* **GOAL OF THE EXERCISE**
Your output should consist of the data, copied exactly.

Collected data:
Content starts

PR #3620, opened 2026-06-11
Update supporter product data writes to include primarySubscriptionName

rupertbates:
## What does this change?
As part of the multiple accounts work described in [this doc](https://docs.google.com/document/d/1eqMn9zkg-iRK3Gi9ecmgGh8WWUYpLX6B3cOasTRYpns/edit?tab=t.0#heading=h.anbq3pjpq22s) a new field has been added to the SupporterProductData Dynamo DB table. This field `primarySubscriptionName` links a secondary subscription record to the original subscription which grants access for the secondary user.

As all writes to the SupporterProductData table are done via the `processSupporterRatePlanItemLambda` this needs to be updated to be aware of the new field. This PR makes that change and also adds some integration tests for the Dynamo write logic.

---
  - https://app.asana.com/0/0/1214265189400430

### DIFF
--- a/handlers/supporter-product-data-lambdas/src/services/dynamoService.ts
+++ b/handlers/supporter-product-data-lambdas/src/services/dynamoService.ts
@@ -55,6 +55,10 @@ export class DynamoService {
 		let updateExpression =
 			'SET productRatePlanId = :productRatePlanId, productRatePlanName = :productRatePlanName, termEndDate = :termEndDate, contractEffectiveDate = :contractEffectiveDate, expiryDate = :expiryDate';
 
+		// This is to prevent stale data in the data store if for instance the first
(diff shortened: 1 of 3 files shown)


handlers/supporter-product-data-lambdas/src/services/dynamoService.ts
```diff
@@ -64,6 +68,22 @@ export class DynamoService {
 			};
 			updateExpression +=
 				', contributionAmount = :contributionAmount, contributionCurrency = :contributionCurrency';
+		} else {
```
maloky, line 69: wouldn't it be simpler to add all values to `expressionValues ` and remove if not present?

maloky (approved):
looks good to me 👍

Content ends

* **WRITTEN SOLUTION**
PR #3620, opened 2026-06-11
Update supporter product data writes to include primarySubscriptionName

rupertbates:
## What does this change?
As part of the multiple accounts work described in [this doc](https://docs.google.com/document/d/1eqMn9zkg-iRK3Gi9ecmgGh8WWUYpLX6B3cOasTRYpns/edit?tab=t.0#heading=h.anbq3pjpq22s) a new field has been added to the SupporterProductData Dynamo DB table. This field `primarySubscriptionName` links a secondary subscription record to the original subscription which grants access for the secondary user.

As all writes to the SupporterProductData table are done via the `processSupporterRatePlanItemLambda` this needs to be updated to be aware of the new field. This PR makes that change and also adds some integration tests for the Dynamo write logic.

---
  - https://app.asana.com/0/0/1214265189400430

### DIFF
--- a/handlers/supporter-product-data-lambdas/src/services/dynamoService.ts
+++ b/handlers/supporter-product-data-lambdas/src/services/dynamoService.ts
@@ -55,6 +55,10 @@ export class DynamoService {
 		let updateExpression =
 			'SET productRatePlanId = :productRatePlanId, productRatePlanName = :productRatePlanName, termEndDate = :termEndDate, contractEffectiveDate = :contractEffectiveDate, expiryDate = :expiryDate';
 
+		// This is to prevent stale data in the data store if for instance the first
(diff shortened: 1 of 3 files shown)


handlers/supporter-product-data-lambdas/src/services/dynamoService.ts
```diff
@@ -64,6 +68,22 @@ export class DynamoService {
 			};
 			updateExpression +=
 				', contributionAmount = :contributionAmount, contributionCurrency = :contributionCurrency';
+		} else {
```
maloky, line 69: wouldn't it be simpler to add all values to `expressionValues ` and remove if not present?

maloky (approved):
looks good to me 👍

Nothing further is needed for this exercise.